Remember above where we were determining Jeff's impact on Ivan the atom? Well, we determined that there was only an impact if a point on Ivan's surface was inside Jeff's van der Waals radius. This solves the problem for a ball of radius 0 Å. To solve for an arbitrary radius r, we need to make sure that the point on Ivan's surface must be farther away than any other atom Jeff's van der Waals radius plus this ball diameter (twice its radius r). In other words, the ball must be able to fit between Ivan and Jeff's van der Waals surfaces without breaching into their volumes. If this ball represents water, this computes what is known as Ivan's solvent accessible surface area (SASA).

Let's summarize briefly. We are devising a method to compute SASA, the amount of area available for our molecule to interact with water. We can fulfill this lofty goal through a couple of steps.

  1. Define ball radius r = 1.4 Å (for water).
  2. For an atom Ivan, create a random point on its van der Waals surface.
  3. Check if that point is within the ball radius r plus the van der Waals radius of another atom Jeff.
  4. Run steps 2 and 3 for a number N times and count the number of points P of Ivan's that were not impact by another atom.
  5. Compute SASA for Ivan as (P/N)4πr2.
  6. Continue steps 2-5 for all atoms in the system. Sum up SASA for every atom, and this gives SASA for your molecule.

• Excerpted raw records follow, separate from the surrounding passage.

PR #13589, opened 2026-04-22
AG-16878 better formula cache

SalvatorePreviti:
# AG-16878 — Better formula cache

Preserve parsed ASTs across row/column changes, invalidate values in O(1), slim per-cell error state, make invalidation row-change-aware.

## Core

**`cachedResult: Map<RowNode, Map<AgColumn, CellFormula>>`** (was `WeakMap`). Iteration + `size` short-circuits. Explicit cleanup at every mutation site.

**Versioned cache.** `valueCacheVersion++` invalidates every cached value in O(1); ASTs survive. `CellFormula._valueVersion` stamps each write; `isValueReady()` is an integer compare. `refreshFormulas` remains the nuclear option (`cellValueChanged`, column-instance changes).

**Error model.** `CellFormula.error: FormulaError` → scalars (`errorType` / `errorId` / `errorMessage` / `errorVariableValues`), rebuilt on demand. The old shape retained MBs of closure state via `Error` stack traces on grids with many erroring cells; four scalars per cell now. Eval loop throws `CellFormula` itself — no per-propagation `new FormulaError`.

## CSRM — `onRowsChanged`

`IFormulaService.onRowsChanged(changedRowNodes, newData)` at the end of CSRM `refreshModel`.

-   `newData` → `refreshFormulas(true)`.
-   `removals` / `updates` → `dropRow` each (covers `sibling`, `sibling.pinnedSibling`, `pinnedSibling`).
-   `reordered || removals.length || adds.size || updates.size` → `bumpValueCacheAndRefresh`. **`adds.size` included:** `ROW("N",true)` that was `#REF!` re-evaluates when row N is appended (regression test added).
-   No `changedRowNodes` (sort / filter / paginate / column change) → bump; positions may have shifted.

Replaces the old `modelUpdated` / `rowDataUpdated` listeners. `formulaDataSvc.getFormula` was N×M (per visible cell per invalidation); now N (once per `(row, col)`).

**Pinned rows.** `onPinnedRowsChanged` (for `pinnedRowDataChanged` + `pinnedRowsChanged`) drops entries where `row.rowPinned` + their group-footer siblings. Deliberately **not** `dropRow`: a pinned row's `pinnedSibling` points back to the still-valid unpinned main.

## Column listeners

-   `newColumnsLoaded`: rebuild A1 map + `refreshFormulas(true)` (column instances may be destroyed).
-   `columnMoved`: rebuild A1 map + `bumpValueCacheAndRefresh` (ASTs preserved).

`rebuildColRefMap`: in-place `.clear()`, uppercase alphabet directly (was lowercase + `toUpperCase` per col), parallel `colToRefMap: Map<AgColumn, string>` makes `getColRef(col)` O(1) — was a full entries scan called per header render / formula token highlight.

## Micro-optimizations

-   **Pre-bound callbacks** (`ensureCellFormulaBound`, `resolveAddrRef`): once per service, not per frame.
-   **Reused frame `address`** as `evalAst`'s current-cell arg — no per-frame `{ row, column }` allocation.
-   **Cached lookups**: `baseDataType` on `CellFormula`, `formulaDataSvc` in `postConstruct`, `formulaColumnsPresent` refreshed only in `setFormulasActive`, shared `REFRESH_CELLS_PARAMS` const.
-   **Hot-field placement**: declared first with initializers. `activeCtx` previously triggered a V8 hidden-class transition on first write.
-   **Indexed `for` loops** on column scan paths. New `isValidFunctionName` drops the `[...name].every(...)` spread allocation.
-   **`_isExpressionString`**: `charCodeAt(0) === 61` instead of `startsWith('=')`. Cell-render hot path.

## Structural

`CellFormula` extracted to `cellFormula.ts` (cycle broken via `import type`). `FormulaService.destroy()` clears owned state. Serializer: template literals → `+` concat, shared `LETTERS_ONLY` regex, `col.colId` over `col.getId()`, extracted `emitA1Ref` / `emitRefColPart` / `emitRefRowPart`.

## Tests & tooling

Regression test for the `adds` bump. Edge-case serializer test (operand types, precedence, parens, unary/postfix, ranges). Column-reorder benchmark. `bench-compare.mjs`: per-file grouping, certain-vs-noisy split, stable file-identity anchors.

## Measured impact

Numbers predate the micro-opt pass — treat as a floor.

↑ 3.54x cold: invalidate then evaluate sum/product/branch, 3000 rows (16.42 → 58.08 ops/s)
↑ 2.39x re-eval 200 chained + 1500 fan-out dependents (144.1 → 344.4 ops/s)
↑ 1.09x cold: invalidate then SUM over 100000 cells (48.76 → 52.99 ops/s)
↑ 1.07x swap columns then re-evaluate 6000 formulas (1154.3 → 1231.5 ops/s)
↑ 1.09x warm: re-read sum/product/branch, 3000 rows (804.0 → 878.9 ops/s)

Old cold path re-parsed every formula on every `modelUpdated`; new cold path keeps ASTs. Per-erroring-cell memory: KBs → four scalars.


packages/ag-grid-enterprise/src/formula/formulaService.ts
```diff
@@ -158,10 +208,25 @@ export class FormulaService extends BeanStub implements IFormulaService, NamedBe
...
+        };
+        const onColumnMoved = () => {
+            if (!this.active || this.cachedResult.size === 0) {
+                return;
+            }
+            this.rebuildColRefMap();
+            // Column instances are stable across a reorder - only their positions changed. Parsed
+            // ASTs keep referring to the right colIds; only absolute `COLUMN("A",true)` refs pick
+            // up different columns via colRefMap. Bumping the value version re-evaluates surviving
+            // cells while preserving their parsed ASTs.
```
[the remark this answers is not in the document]
SalvatorePreviti: fixed

packages/ag-grid-enterprise/src/formula/ast/serializer.ts
```diff
@@ -32,155 +30,149 @@ export function colIndexFromId(colModel: ColumnModel, cols: AgColumn[], colId: s
...
-
-    // If child is unary-minus-encoded, let the unary print logic decide.
-    if (isUnaryMinusNode(child)) {
+    // Unary-minus children format as '-x' or '-(x)' which is self-contained; no outer parens.
+    if (unaryMinusInner(child)) {
         return false;
     }
 
     const childDef = getDefBySymbol(child.operation, 'infix');
-    if (!childDef || childDef.fixity !== 'infix') {
```
StephenCooper, line 183: Is this change in logic a bug fix?

packages/ag-grid-enterprise/src/formula/ast/serializer.ts
```diff
@@ -32,155 +30,149 @@ export function colIndexFromId(colModel: ColumnModel, cols: AgColumn[], colId: s
...
     }
     return startRef;
 }
 
-function serializeCellREF(beans: BeanCollection, cell: Cell): string {
-    const colPart = (r: CellRef) => `COLUMN(${quoteString(columnValueForREF(beans, r))}${r.absolute ? ',true' : ''})`;
-    const rowPart = (r: CellRef) => `ROW(${quoteString(rowValueForREF(beans, r))}${r.absolute ? ',true' : ''})`;
+function emitRefColPart(beans: BeanCollection, ref: CellRef): string {
+    const value = quoteString(columnValueForREF(beans, ref));
+    return ref.absolute ? 'COLUMN(' + value + ',true)' : 'COLUMN(' + value + ')';
```
StephenCooper: Should we reduce duplication by moving the conditional part?

packages/ag-grid-enterprise/src/formula/ast/serializer.ts
```diff
@@ -32,155 +30,149 @@ export function colIndexFromId(colModel: ColumnModel, cols: AgColumn[], colId: s
...
 }
 
+const LETTERS_ONLY = /^[A-Za-z]+$/;
+
 function quoteString(s: string): string {
     if (s.includes('"')) {
         throw new FormulaError(18);
     }
-    return `"${s}"`;
+    return '"' + s + '"';
```
StephenCooper, line 54: Is string interpolation slower?

SalvatorePreviti: Yes it usually is

packages/ag-grid-enterprise/src/formula/ast/serializer.ts
SalvatorePreviti: Ok

packages/ag-grid-enterprise/src/formula/ast/serializer.ts
SalvatorePreviti: It is dead code in the meaning that that path should be never reached, but I will have another look later to see if I missed something in general

StephenCooper (approved):

packages/ag-grid-enterprise/src/formula/ast/serializer.ts
SalvatorePreviti: getDefBySymbol does the same thing indeed

packages/ag-grid-enterprise/src/formula/formulaService.ts
```diff
@@ -146,91 +174,225 @@ export class FormulaService extends BeanStub implements IFormulaService, NamedBe
...
+            let dropped = false;
+            for (const row of cache.keys()) {
+                if (row.rowPinned) {
+                    cache.delete(row);
+                    dropped = true;
+                    const sibling = row.sibling;
+                    if (sibling) {
+                        cache.delete(sibling);
+                    }
+                }
```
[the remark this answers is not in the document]
SalvatorePreviti: we support only client side row model with formulas

StephenCooper (approved):

PR #13601, opened 2026-04-23
[AG-17112] Feature(toolbar): support menu items for grouped actions

sdwvit:
- Adds new `agMenuToolbarItem` built-in toolbar item that renders a button opening a `MenuList` popup of `MenuItemDef`s (configurable `label`, `tooltip`, `icon`, `menuItems` via `toolbarItemParams`), registered in `ToolbarModule`, `ToolbarItemComponentName`, and `USER_COMP_MODULES`; documented in `toolbar/index.mdoc`; with a new `toolbarMenu` locale entry used as the default label; and demonstrated in the built-in items example via a CSV/Excel export menu (with `CsvExportModule`/`ExcelExportModule` registered and `example.spec.ts` counts updated)
- Updates custom toolbar button examples (TS, React, Angular, Vue) to support an optional `title` separate from `label`, so tooltip text no longer has to come from the visible label
- Widens `.ag-toolbar-find` from `240px` to `280px` in both the legacy Sass part and the Theming API CSS

Fix [AG-17112](https://ag-grid.atlassian.net/browse/AG-17112)


sdwvit:
working on module size now

documentation/ag-grid-docs/src/content/docs/toolbar/index.mdoc
```diff
@@ -45,6 +45,7 @@ The following built-in items are available:
 -   `agPivotPanelToolbarItem`: Embeds the [Pivot Panel](./pivoting/) in the toolbar. Requires `RowGroupingPanelModule`. Configured independently of the `pivotPanelShow` grid option — if both are set, both will render.
 -   `agRowGroupPanelToolbarItem`: Embeds the [Row Group Panel](./grouping-group-panel/) in the toolbar. Requires `RowGroupingPanelModule`. Configured independently of the `rowGroupPanelShow` grid option — if both are set, both will render.
 -   `agQuickFilterToolbarItem`: A text input that filters grid rows using the [Quick Filter](./filter-quick/). Requires `QuickFilterModule`.
+-   `agMenuToolbarItem`: A button that opens a dropdown menu of [Menu Items](./component-menu-item/). Requires `ContextMenuModule`. Supply `menuItems` via `toolbarItemParams`, along with an optional `label`, `tooltip`, and `icon`. `menuItems` accepts the same entries as the [Context Menu](./context-menu/#built-in-menu-items) — `MenuItemDef` objects or built-in string names such as `'copy'`, `'export'`, or `'separator'`.
```
StephenCooper: Does it also work just with `ColumnMenu`? Is so we should update the docs to include both.

packages/ag-grid-community/src/interfaces/iToolbar.ts
```diff
@@ -58,14 +59,26 @@ export interface ToolbarButtonItemDef<TData = any, TContext = any> extends Toolb
...
 /**
  * Reference to a built-in toolbar item component (or `'separator'`).
  */
-export interface ToolbarBuiltInItemDef extends ToolbarItemDefBase {
+export interface ToolbarBuiltInItemDef<TData = any, TContext = any> extends ToolbarItemDefBase {
     /** A built-in toolbar item component name, or `'separator'`. */
     toolbarItem: ToolbarItemComponentName | 'separator';
-    /** Built-in items do not accept params. */
-    toolbarItemParams?: never;
+    /** Params for the built-in item. Currently only `agMenuToolbarItem` consumes params. */
```
StephenCooper: If we split this into 2 parts would that enable the `toolbarItem: 'agMenuToolbarItem'` to be the only one with params type and the rest get never like before?

packages/ag-grid-enterprise/src/toolbar/providedItems/menuToolbarItem.ts
```diff
@@ -0,0 +1,107 @@
...
+            return;
+        }
+
+        const eGui = this.getGui();
+        _setAriaExpanded(eGui, true);
+
+        contextMenuSvc.showAnchoredMenu({
+            anchorElement: eGui,
+            menuItems,
+            ariaLabel: this.params.tooltip ?? this.params.label ?? this.getLocaleTextFunc()('toolbarMenu', 'Menu'),
```
StephenCooper: Can we share this logic to avoid repeating it.

packages/ag-grid-enterprise/src/menu/contextMenu.ts
```diff
@@ -83,6 +93,57 @@ export class ContextMenuService extends BeanStub implements NamedBean, IContextM
         this.menu.hideActiveMenu();
     }
 
+    public showAnchoredMenu(params: ShowAnchoredMenuParams): void {
```
StephenCooper: I can see why the menu button is dependant on the ContextMenu now with this current implementation. 

Open questions, should we follow the more isolated approach like with the RowGroupPanelBuilder? i.e just a builder for the MenuList logic. 

Can we re-use the `ColumnMenuFactory`?

sdwvit:
Accidentally force pushed & reset to the wrong commit. Local history restored, gonna do quick review if everything is back.

sdwvit:
all ready for review again

StephenCooper (approved):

The steps described are, in essence, the algorithm proposed by Shrake and Rupley in 1973. The procedure is described in very broad terms, and there's no specifics in terms of how to address this programmatically. For instance, we neglected to mention the computational complexity of this task. The steps above have a complexity of O(n2) because, for all atoms n, we are comparing that atom between all other n atoms. We can simplify this by setting up a pairlist to minimize the computational burden. We've considered these problems in LLTK produced by Lockhart Lab, which includes SASA in its analysis tools. The full code for the SASA analysis function can be viewed via our git repository. Basically, to get SASA up and running, we will do a few things highlighted in the code snippet below.


# Import LLTK
import LLTK.io
import LLTK.analysis

# Load in structure
structure=LLTK.io.read_pdb("my_protein.pdb")

# Compute SASA
sasa=LLTK.analysis.sasa(structure,probe=1.4)


In practice, this can get a little bit more complicated. Let's say that we have a molecule and want to compute SASA, but we only want to output SASA for a few atoms out of that entire molecule. Here, we will presume that, for our subset of atoms, they can still be potentially impacted by all atoms in the system. If we have a list of atom indices in our structure to designate the subset, we can modify our code to only output the contribution of that subset to total SASA.

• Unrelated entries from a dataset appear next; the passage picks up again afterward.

PR #14615, opened 2026-07-27
[AG-115] Fix(column-header): edit popup padding + header tooltip refresh on rename

sdwvit:
Fixes [AG-115](https://ag-grid.atlassian.net/browse/AG-115) QA follow-up  

## Fixes
- **Edit popup padding** — in the deferred column header edit popup the editor grows to fill the fixed-height dialog, so the space above the action buttons was the flex `gap` while the space below was double the container vertical padding. Set `padding-bottom` to match the gap (Theming API CSS + Legacy SCSS).
- **Header tooltip stale after rename** — `tooltipService` captured the header/group display name once at setup, so renaming a header refreshed the header text but not the tooltip. Resolve the name lazily inside `getTooltipValue` so the `columnHeaderNameChanged` refresh surfaces the edited name.

### DIFF
--- a/packages/ag-grid-community/src/tooltip/tooltipService.ts
+++ b/packages/ag-grid-community/src/tooltip/tooltipService.ts
@@ -291,17 +291,22 @@ export class TooltipService extends BeanStub implements NamedBean {
         }
         const location = 'header';
         const headerLocation = 'header';
-        const valueFormatted = this.beans.colNames.getDisplayNameForColumn(column, headerLocation, true);
-        const value = passedValue ?? valueFormatted;
         const tooltipCtrl: ITooltipCtrl = {
             getGui: () => eGui,
             getLocation: () => location,
-            getTooltipValue: () =>
-                passedValue ??
-                colDef?.headerTooltipValueGetter?.(
-                    _addGridCommonParams(gos, { location, colDef, column, value, valueFormatted })
-                ) ??
-                colDef?.headerTooltip,
+            // Resolve the display name on each read so a refresh (e.g. after a header rename) reflects the
+            // current name, rather than serving the name captured when the tooltip was first set up.
+            getTooltipValue: () => {
+                if (passedValue != null) {
+                    return passedValue;
+                }
+                const valueFormatted = this.beans.colNames.getDisplayNameForColumn(column, headerLocation, true);
+                return (
+                    colDef?.headerTooltipValueGetter?.(
+                        _addGridCommonParams(gos, { location, colDef, column, value: valueFormatted, valueFormatted })
+                    ) ?? colDef?.headerTooltip
+                );
+            },
             shouldDisplayTooltip,
             getAdditionalParams: () => ({
                 column,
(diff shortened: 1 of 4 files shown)


testing/behavioural/src/columnHeaderEdit/editable-header-name-tooltip-and-grouping.test.ts
```diff
@@ -0,0 +1,151 @@
...
+
+import { TestGridsManager, asyncSetTimeout } from '../test-utils';
+
+/**
+ * A renamed header name is stored as an override on the column entity (and the group-id-keyed group
+ * map), so it flows through the same display-name resolver the header tooltip and the row-group
+ * machinery consume. These tests lock in two behaviours not covered by editable-header-name.test.ts:
+ * the header tooltip reflecting a rename, and a leaf rename surviving a row-group/ungroup cycle.
+ */
+describe('Editable header name — tooltips', () => {
```
StephenCooper, line 17: Do we have tests that also validate the editted header name is correctly displayed for each HeaderLocation

export type HeaderLocation =
    | 'chart'
    | 'columnDrop'
    | 'columnToolPanel'
    | 'csv'
    | 'filterToolPanel'
    | 'groupFilter'
    | 'header'
    | 'model'
    | 'advancedFilter'
    | null;

sdwvit: addressing, ty

testing/behavioural/src/columnHeaderEdit/editable-header-name-tooltip-and-grouping.test.ts
```diff
@@ -97,6 +95,43 @@ describe('Editable header name — tooltips', () => {
...
+    const gridMgr = new TestGridsManager({ modules: [AllEnterpriseModule] });
+
+    afterEach(() => {
+        gridMgr.reset();
+        vi.resetAllMocks();
+    });
+
+    // The override is resolved in getHeaderName ahead of the headerValueGetter, independent of the
+    // location passed in, so the edited name must be returned for every consumer location.
+    const locations: Exclude<HeaderLocation, null>[] = [
```
StephenCooper: Sorry, this isn't what I meant. 

I was suggesting that we have a test that ensures that the rendered header in each of the locations is accurate. 

That means having different examples that enable each of these header locations to be validated. i.e one will need integrated charts.

sdwvit: ah ok, gonna add these tests. a bit more difficult task.

packages/ag-grid-community/src/tooltip/tooltipService.ts
```diff
@@ -342,18 +347,23 @@ export class TooltipService extends BeanStub implements NamedBean {
...
-                    _addGridCommonParams(gos, { location, colDef, column, value, valueFormatted })
-                ) ??
-                colDef?.headerTooltip,
+            // Resolve the display name on each read so a refresh (e.g. after a group rename) reflects the
+            // current name, rather than serving the name captured when the tooltip was first set up.
+            getTooltipValue: () => {
+                if (passedValue != null) {
+                    return passedValue;
+                }
+                const valueFormatted = this.beans.colNames.getDisplayNameForColumnGroup(column, headerLocation);
```
StephenCooper: Should we have a helper that removes the duplication here. I think I can only see the `includeAggFunc` param value as the difference.

StephenCooper (approved):
Have approved but if you could check if the code duplication can be resolved before merging. If not its ok to proceed.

# Define a subset of atoms (this particular subset is arbitrary)
subset=[0, 1, 2, 3]

# Compute SASA for subset
sasa=LLTK.analysis.sasa(structure,subset,probe=1.4)

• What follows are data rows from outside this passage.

PR #14617, opened 2026-07-27
[AG-9664] Fix(pivoting): apply pivotSort from colDef on column creation

sdwvit:
Fixes [AG-9664](https://ag-grid.atlassian.net/browse/AG-9664)

- `colDef.pivotSort` / `initialPivotSort` are now seeded onto the column at creation, so they take effect on initialisation 
- `pivotSort` API docs now show `default: 'asc'` 
- The two SSRM pivoting examples show the pivot / row group panels so the sorting is discoverable

### DIFF
--- a/documentation/ag-grid-docs/src/content/docs/server-side-model-pivoting/_examples/creating_pivot_result_columns/main.ts
+++ b/documentation/ag-grid-docs/src/content/docs/server-side-model-pivoting/_examples/creating_pivot_result_columns/main.ts
@@ -35,11 +35,12 @@ ModuleRegistry.registerModules([
 let gridApi: GridApi<IOlympicData>;
 const gridOptions: GridOptions<IOlympicData> = {
     columnDefs: [
-        { field: 'country', rowGroup: true },
-        { field: 'year', pivot: true }, // pivot on 'year'
-        { field: 'gold', aggFunc: 'sum' },
-        { field: 'silver', aggFunc: 'sum' },
-        { field: 'bronze', aggFunc: 'sum' },
+        { field: 'country', rowGroup: true, enableRowGroup: true },
+        { field: 'sport', enableRowGroup: true },
+        { field: 'year', pivot: true, enablePivot: true }, // pivot on 'year'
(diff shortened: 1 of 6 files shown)


documentation/ag-grid-docs/src/content/docs/server-side-model-pivoting/_examples/creating_pivot_result_columns/main.ts
```diff
@@ -52,6 +54,12 @@ const gridOptions: GridOptions<IOlympicData> = {
 
     // enable pivoting
     pivotMode: true,
+
```
StephenCooper, line 58: Does this example fall into the trap of the user not being able to change anything in the rowGroupPanel if we have not enabled row grouping or pivoting?

documentation/ag-grid-docs/src/content/docs/server-side-model-pivoting/_examples/supplying_pivot_result_fields/main.ts
```diff
@@ -46,6 +48,12 @@ const gridOptions: GridOptions<IOlympicData> = {
     // enable pivoting
     pivotMode: true,
 
+    sideBar: {
```
StephenCooper, line 52: Same for this example, can it be interacted with in the sidebar and panel?

documentation/ag-grid-docs/src/content/docs/server-side-model-pivoting/_examples/creating_pivot_result_columns/main.ts
sdwvit: thanks, fixing it

documentation/ag-grid-docs/src/content/docs/server-side-model-pivoting/_examples/supplying_pivot_result_fields/main.ts
sdwvit: ty, fixing

StephenCooper (approved):

PR #14627, opened 2026-07-27
Test(docs-e2e): fix remaining nightly Documentation Tests failures

sdwvit:
Accounts for all 93 failures in the nightly [Documentation Tests](https://github.com/ag-grid/ag-grid/actions/runs/30235437697) run, and fixes the 30 that were still outstanding.

That run's head SHA is `2a06528` (03:47); #14610 merged at 09:37, **after** it started, so 63 of the 93 were already fixed. I re-ran those against staging to confirm.

| Cause | Tests |
|---|---|
| Already fixed by #14610, which merged after this run started: `row-spanning-simple` (18), `status-bar` (9), `multi-column` (9), `suppress-click-selection` (9), `server-side` (9), `customising-menu-items` (9). Re-ran against staging, all green. | 63 |
| `grid-state` / `set-state`: `age` is 90px wide, so the always-shown menu/filter icons squeeze the sort label to 18px and a centre click hits the menu. Added `clickHeaderToSort`. | 9 |
| `post-sort` / `absolute-sorting`: per-row-await `orderedValues` copies blew the test budget inside `toPass()`. Promoted #14610's single-`evaluate` version to a shared helper and deduped all 4 copies. | 7 |
| `pdf-widths-autosizing` / `pdf-wrapping-grouping-pinning`: `findAllVariables` stored a destructured param as the pattern's source text, so `column` leaked into the generated `useCallback` deps where it is out of scope. | 6 |
| `pdf-export-page-setup`: the generators inline the `rowData` initialiser and drop the declaration, leaving a `rowData.push(...)` loop on a dead name. | 5 |
| `rtl-complex`: the 1x1 stub PNG has a bad IDAT CRC and no IEND chunk; Firefox rejects it. | 2 |
| `column-groups/group-changes`: Angular/Vue reformat long button labels onto their own lines, so the anchored regex never matched. | 1 |
| **Total** | **93** |

Regenerating all 1004 examples with the parser change diffs only those two examples (`}, [column])` -> `}, [])`).

The 95 flaky tests are not test defects: the console errors behind them are 404s, 502s and `MIME type ('text/html')` / Quirks-Mode warnings, i.e. staging serving error pages mid-redeploy. All 146 tests across the flaky-listed examples pass against healthy staging, and the six worst offenders pass at `--repeat-each 3`.

### DIFF
--- a/plugins/ag-grid-generate-example-files/src/executors/generate/generator/transformation-scripts/parser-utils.ts
+++ b/plugins/ag-grid-generate-example-files/src/executors/generate/generator/transformation-scripts/parser-utils.ts
@@ -305,6 +305,23 @@ export function tsNodeIsTopLevelFunction(node: any): boolean {
 }
 
 /**
+ * The names a declaration's binding name introduces into scope: the identifier itself, or every
+ * element of an object/array destructuring pattern.
+ */
+function boundNames(name: ts.BindingName): string[] {
+    if (ts.isObjectBindingPattern(name) || ts.isArrayBindingPattern(name)) {
+        const names: string[] = [];
+        name.elements.forEach((element) => {
+            if (ts.isBindingElement(element)) {
+                names.push(...boundNames(element.name));
+            }
+        });
+        return names;
+    }
+    return [name.getText()];
+}
+
+/**
  * Find all the variables defined in this node tree recursively
  */
 export function findAllVariables(node) {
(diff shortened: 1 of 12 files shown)


StephenCooper (approved):

plugins/ag-grid-generate-example-files/src/executors/generate/generator/transformation-scripts/parser-utils.ts
```diff
@@ -304,6 +304,23 @@ export function tsNodeIsTopLevelFunction(node: any): boolean {
     return false;
 }
 
+/**
+ * The names a declaration's binding name introduces into scope: the identifier itself, or every
+ * element of an object/array destructuring pattern.
+ */
+function boundNames(name: ts.BindingName): string[] {
```
sdwvit, line 311: it is here to fix a bug in the generator. The generator sees a fn like ({ column }) => ... and extracts `column` into a variable, then react example gen picks it up as a useCallback dependency, causing a script error in systemjs, and, as a result, a test timeout.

This is particularly useful, say, if we had a protein and wanted to compute SASA for each amino acid in the protein. This information could directly tell us, for instance, which amino acids are on the surface and which are buried. We could also compute SASA for amino acids in the presence of some ligand and use the change in SASA between the bound and unbound states to tell us to which amino acids the ligand prefers to bind. This is precisely what we did in a previous work when we used SASA to probe whether ibuprofen polar or apolar atoms bind to Aβ peptides.

The are numerous other things we can do with SASA. For instance, SASA can be used to estimate the apolar contribution to the salvation free energy in Poisson-Boltzmann and Generalized Born implicit solvent models. Similarly, the change in SASA due to a ligand binding can be combined with atomic solvation parameters to estimate the binding free energy.